━━━━━ Source material

PR #459, opened 2026-08-31
[bb-async-job + 2 more] Route event-block resources to their resolved compute

Simone319:
## Problem
Event Building Blocks (AsyncJob, CronJob, Realtime) wired their native AWS resources — SQS event source, EventBridge scheduler target, WebSocket integration — directly to the stack's shared Lambda handler. For multi-compute, each event block must instead target the compute that owns it, so its resources follow the resolved compute rather than assuming the single default handler.

## Changes
- **AsyncJob** (`bb-async-job`): attach the SQS event source to `this.compute`'s function (guarded on `LambdaCompute`) instead of the shared handler; partial-batch-failure options preserved.
- **Synth guard (new, all three blocks):** AsyncJob, CronJob, and Realtime each gain a `LambdaCompute` guard in this change (none had one before) that throws a typed `UnsupportedCompute` error on any other compute type — assertable via `isBlocksError` and covered by a throw-path test per block.
- **CronJob** (`bb-cron-job`): resolve the scheduler target from `this.compute`.
- **Realtime** (`bb-realtime`): wire the shared WebSocket infra from `this.compute`'s function.
- Each event block declares a `@aws-blocks/bb-lambda-compute` dependency and imports the CDK-typed `LambdaCompute` via its new `/cdk` subpath (no coupling to core internals).
- No public `{ compute }` option is added here — blocks reach `this.compute`, which resolves to the default compute for any current app. The customer-facing assignment surface is a later track.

━━━━━━━━━━

About this task » Without changing a word, print all of the entries above.

Answer area »
PR #459, opened 2026-08-31
[bb-async-job + 2 more] Route event-block resources to their resolved compute

Simone319:
## Problem
Event Building Blocks (AsyncJob, CronJob, Realtime) wired their native AWS resources — SQS event source, EventBridge scheduler target, WebSocket integration — directly to the stack's shared Lambda handler. For multi-compute, each event block must instead target the compute that owns it, so its resources follow the resolved compute rather than assuming the single default handler.

## Changes
- **AsyncJob** (`bb-async-job`): attach the SQS event source to `this.compute`'s function (guarded on `LambdaCompute`) instead of the shared handler; partial-batch-failure options preserved.
- **Synth guard (new, all three blocks):** AsyncJob, CronJob, and Realtime each gain a `LambdaCompute` guard in this change (none had one before) that throws a typed `UnsupportedCompute` error on any other compute type — assertable via `isBlocksError` and covered by a throw-path test per block.
- **CronJob** (`bb-cron-job`): resolve the scheduler target from `this.compute`.
- **Realtime** (`bb-realtime`): wire the shared WebSocket infra from `this.compute`'s function.
- Each event block declares a `@aws-blocks/bb-lambda-compute` dependency and imports the CDK-typed `LambdaCompute` via its new `/cdk` subpath (no coupling to core internals).
- No public `{ compute }` option is added here — blocks reach `this.compute`, which resolves to the default compute for any current app. The customer-facing assignment surface is a later track.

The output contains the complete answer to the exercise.